Yabu took a peak over and had to stifle his laughter. Inoo was lying across the floor, blocking anyone from walking into the room. One of his legs was kicked up on the doorframe as he was weaving his fingers into complicated knots.

“At least you’ve got us now,” Yabu said, “and you were doing, uh, important solar homestead things.” He pushed his handcart into one of the corners. “What exactly is a solar homestead?”

“Wait,” he sat up in a flash. “Y-you actually want to know what that is?” He waited for Yabu to nod before he kept talking. “A solar homestead is a sustainable house, and our university is one of twenty around the world competing for fame and glory. We’ll be judged on ten criteria like innovation, electrical energy balance, and energy efficiency. I was on the architectural design team last semester, and we’re currently in the building phase. When we get done, we’re taking our house to France for the competition.”

Inoo was a whirlwind when he talking, mouth and fingers flying as he described every moment. His eyes looked so bright as he talked, a smile tugging at his lips as he described the architectural details of the home and picked out those that had been used from his concept. It was hard to believe not moments before he had been seeking help for an explosion and had been lying across Yabu’s floor. 

“Are you some sort of mad scientist? This sounds incredible,” Yabu said

“Architect, but same thing,” Inoo shrugged. “Oh, I should bring back some of my designs to show you some time.

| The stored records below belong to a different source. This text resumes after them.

PR #2164, opened 2021-04-29
[FIXED] MQTT: asset placement in origin cluster

kozlovic:
In a setup with shared system account and a cluster of leaf nodes,
the JS requests did not contain the origin cluster, which caused
assets to possibly be created in the HUB. With this change, the
assets will be created in the origin cluster.

Also, removed use of acc.JetStreamEnabled() but instead fail
start of the server if mqtt is enabled in standalone mode and JS
is not enabled. If JS is enabled, we will get proper error if
account has no JS enabled.

### DIFF
--- a/server/dirstore_test.go
+++ b/server/dirstore_test.go
@@ -44,7 +44,7 @@ func require_False(t *testing.T, b bool) {
 	}
 }
 
-func require_NoError(t *testing.T, err error) {
+func require_NoError(t testing.TB, err error) {
 	t.Helper()
 	if err != nil {
 		t.Fatalf("require no error, but got: %v", err)
--- a/server/jetstream_cluster_test.go
+++ b/server/jetstream_cluster_test.go
@@ -6333,6 +6333,8 @@ var jsClusterTemplWithLeafNode = `
 		routes = [%s]
 	}
 
+	{{mqtt}}
+
 	# For access to system account.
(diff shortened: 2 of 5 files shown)


matthiashanel (approved):
LGTM

server/dirstore_test.go
```diff
@@ -44,7 +44,7 @@ func require_False(t *testing.T, b bool) {
 	}
 }
 
-func require_NoError(t *testing.T, err error) {
+func require_NoError(t testing.TB, err error) {
```
derekcollison, line 47: What is this? Just curious.

derekcollison (approved):
LGTM

server/dirstore_test.go
kozlovic: Because I use createDir() in testMQTTRunServer() which I have with testing.TB because I also use it for benchmarks that have *testing.B. Using the interface testing.TB allows an helper to be used by both test and bench.

derekcollison: That new?

kozlovic: testing.TB interface? Has been there quite a while, but after we copied some helpers to work with both tests and bench. So moving forward, technically we should use testing.TB for helpers (at least the ones that are not embedded), but I think that is fine to still use *testing.T but then change if the needs come to use a given helper from a bench test.

PR #2165, opened 2021-04-29
allow custom authenticators to set a username

ripienaar:
A custom authenticator can call `RegisterUser`, but the Username it sets on the 
User struct is never used, setting it here will allow a custom authenticator to declare
a username that will be seen in advisories, logs etc.

I am not sure if I should also do same for password - could not see any use case
for that but I am not super familiar with this code.

/cc @nats-io/core

### DIFF
--- a/server/client.go
+++ b/server/client.go
@@ -793,10 +793,17 @@ func (c *client) RegisterUser(user *User) {
 	} else {
 		c.setPermissions(user.Permissions)
 	}
+
+	// allows custom authenticators to set a username to be reported in
+	// server events and more
+	if user.Username != _EMPTY_ {
+		c.opts.Username = user.Username
+	}
+
 	c.mu.Unlock()
 }
 
-// RegisterNkey allows auth to call back into a new nkey
+// RegisterNkeyUser allows auth to call back into a new nkey
 // client with the authenticated user. This is used to map
 // any permissions into the client and setup accounts.
 func (c *client) RegisterNkeyUser(user *NkeyUser) error {


server/client.go
```diff
@@ -793,10 +793,17 @@ func (c *client) RegisterUser(user *User) {
 	} else {
 		c.setPermissions(user.Permissions)
 	}
+
+	// allows custom authenticators to set a username to be reported in
+	// server events and more
+	if user.Username != "" {
```
kozlovic, line 799: nit: For continuity, we tend to use `_EMPTY_` constant as opposed to `""`.

So I had a closer look since I am not familiar with the use of custom authentication. The custom authenticator is invoked while processing the CONNECT protocol, so at this point, c.opts.Username (and Password) is set based on what is present in the CONNECT. The issue you are describing is that if the custom auth Check() code is calling RegisterUser() with a user made User record, then the code here would not overwrite c.opts.Username value that we got from CONNECT with whatever value the user is passing to RegisterUser's User object.

So I think this is fine and would not break regular auth where we invoke RegisterUser() from auth.go, and agree that there may be no need to set the password since in all places we report user info, password is actually redacted out.

kozlovic (approved):
LGTM, little nit about use of `""` as opposed to `_EMPTY_`.

server/client.go
ripienaar: Ah yes. Will fix empty

yes for some background if my use case - in my case I send my own JWT in and will do my own verification and auth against a trustee certificate. 

I extract identity and role information from then JWT and construct identity based private inbox paths so no user can view another users inboxes since every dynamically created user has private subject spaces. I also ensure that connections of one role can only every access subjects that role require based on my own JWT. 

Finally for advisories and logs I want to them tag those connections with the username found in my jwt. Hence setting it there

ripienaar:
Fixed the one nit, so will merge, thank you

I promise they’re really cool and make you loose your underwear.”

“I think you mean blow your socks off.”

Inoo rolled his eyes. “Same thing.”

* * *

The next few days passed in a blur before Yabu’s eyes. Every day around lunchtime Inoo stopped by asking if he wants to get lunch before whisking him away to the far sides of campus for food in the cafeteria.

For as strange as he was, Inoo seemed to know many of the students they passed. Students stop them as they walk, chatting with him amicably before continuing on their way. Once Inoo stopped a few so he could run up to a shorter boy and hug him from behind, not letting go even after the other started kicking him in the shin. 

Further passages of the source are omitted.